** TASK DETAILS **
Return, from the data that follows, each line that holds the word "templates".

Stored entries

PR #729, opened 2021-09-07
chore: update the initialDelaySeconds and timeoutSeconds for node-driver-registrar livenessprobe

aramase:

Sets the `initialDelaySeconds` and `timeoutSeconds` for the node-driver-registrar livenessprobe check. 
- The default `timeoutSeconds` of 1s is honored starting from Kubernetes 1.20 and is aggressive. Setting the value to 15s which is appropriate for linux and windows.
- Setting `initialDelaySeconds` to 30s to provide time for the socket to be created and driver to be registered during startup of the driver pods.
- Set resource requests to 100m/100Mi for all the containers. The limits are already 200m/200Mi for the `node-driver-registrar`, `livenessprobe` containers and 400m/400Mi for the secrets-store container.

Ref: https://kubernetes.io/docs/tasks/configure-pod-container/configure-liveness-readiness-startup-probes/#configure-probes for defaults

Fixes #

### DIFF
--- a/manifest_staging/deploy/secrets-store-csi-driver.yaml
+++ b/manifest_staging/deploy/secrets-store-csi-driver.yaml
@@ -28,7 +28,8 @@ spec:
               - /csi-node-driver-registrar
               - --kubelet-registration-path=/var/lib/kubelet/plugins/csi-secrets-store/csi.sock
               - --mode=kubelet-registration-probe
-            initialDelaySeconds: 3
+            initialDelaySeconds: 30
+            timeoutSeconds: 15
           env:
             - name: KUBE_NODE_NAME
               valueFrom:
--- a/manifest_staging/charts/secrets-store-csi-driver/templates/secrets-store-csi-driver-windows.yaml
+++ b/manifest_staging/charts/secrets-store-csi-driver/templates/secrets-store-csi-driver-windows.yaml
@@ -47,7 +47,8 @@ spec:
               - /csi-node-driver-registrar.exe
               - --kubelet-registration-path={{ .Values.windows.kubeletRootDir }}\plugins\csi-secrets-store\csi.sock
               - --mode=kubelet-registration-probe
-            initialDelaySeconds: 3
+            initialDelaySeconds: 30
+            timeoutSeconds: 15
           env:
           - name: KUBE_NODE_NAME
             valueFrom:
--- a/manifest_staging/charts/secrets-store-csi-driver/templates/secrets-store-csi-driver.yaml
+++ b/manifest_staging/charts/secrets-store-csi-driver/templates/secrets-store-csi-driver.yaml
@@ -47,7 +47,8 @@ spec:
               - /csi-node-driver-registrar
               - --kubelet-registration-path={{ .Values.linux.kubeletRootDir }}/plugins/csi-secrets-store/csi.sock
               - --mode=kubelet-registration-probe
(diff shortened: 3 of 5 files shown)


nilekhc:
Could you comment on how we came up with these new values?

aramase:
> Could you comment on how we came up with these new values?

There are no recommended values for the liveness probe. In case of windows this can take a while before the the socket is created and is available. The reason for the PR is to override the current defaults which are aggressive and can cause restarts. There is more info on the defaults in the PR description.

aramase:
/hold

/cc @marosset 
for thoughts on default for windows

manifest_staging/deploy/secrets-store-csi-driver.yaml
```diff
@@ -28,7 +28,8 @@ spec:
               - /csi-node-driver-registrar
               - --kubelet-registration-path=/var/lib/kubelet/plugins/csi-secrets-store/csi.sock
               - --mode=kubelet-registration-probe
-            initialDelaySeconds: 3
+            initialDelaySeconds: 30
+            timeoutSeconds: 15
```
marosset, line 32: I cannot comment on the resources section but I think that having container limits set to 100m / 100Mi is too little resources for an exec probe to behave deterministically.

@dcantah @kevpar Do we have a rough idea around how much resources are needed to start a new process in a running container? These limits seem too low to accommodate the process set as the container entry point and have something else run periodically.

gedlu:
i  am waiting for this fix. My the CSI windows driver is complaining and the error is liveness probe failed. And also it is intermittent. This fix probably the one we need.

aramase:
@gedlu The primary issue is being investigated here: https://github.com/kubernetes/kubernetes/issues/104584. The changes to timeout and resource will be done as part of this PR and included in the next release.

manifest_staging/deploy/secrets-store-csi-driver.yaml
aramase: @dcantah @kevpar any thoughts on @marosset's comment?

dcantah: Shouldn't be any more expensive than the same process(es) launched directly on the host. Regardless of that, all of the system services and the init process/any additional execs in the container should be counting towards this 100MB limit set. It might be a bit aggressive depending on what the registrar does. A simple container that just runs `ping -t 127.0.0.1`  consumes about 32-35MB on my machine for example.

aramase: @marosset Given the `node-driver-registrar` is only in charge for registering the driver should we use 100m/100Mi instead of the current defaults? I know we were using 200m/200Mi for our repro testing but the behavior wasn't deterministic even with that.

marosset: I'm OK with using 100m/100Mi in this case. (especially with the longer `initialDelaySeconds` for the exec probe) and we can adjust if necessary in the future.

aramase: sounds good! I've updated the PR to set requests to 100m/100Mi for all the containers. The limits are already 200m/200Mi for the `node-driver-registrar`, `livenessprobe` containers and 400m/400Mi for the `secrets-store` container. PTAL when you get a chance!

** ANSWER BOX **
--- a/manifest_staging/charts/secrets-store-csi-driver/templates/secrets-store-csi-driver-windows.yaml
+++ b/manifest_staging/charts/secrets-store-csi-driver/templates/secrets-store-csi-driver-windows.yaml
--- a/manifest_staging/charts/secrets-store-csi-driver/templates/secrets-store-csi-driver.yaml
+++ b/manifest_staging/charts/secrets-store-csi-driver/templates/secrets-store-csi-driver.yaml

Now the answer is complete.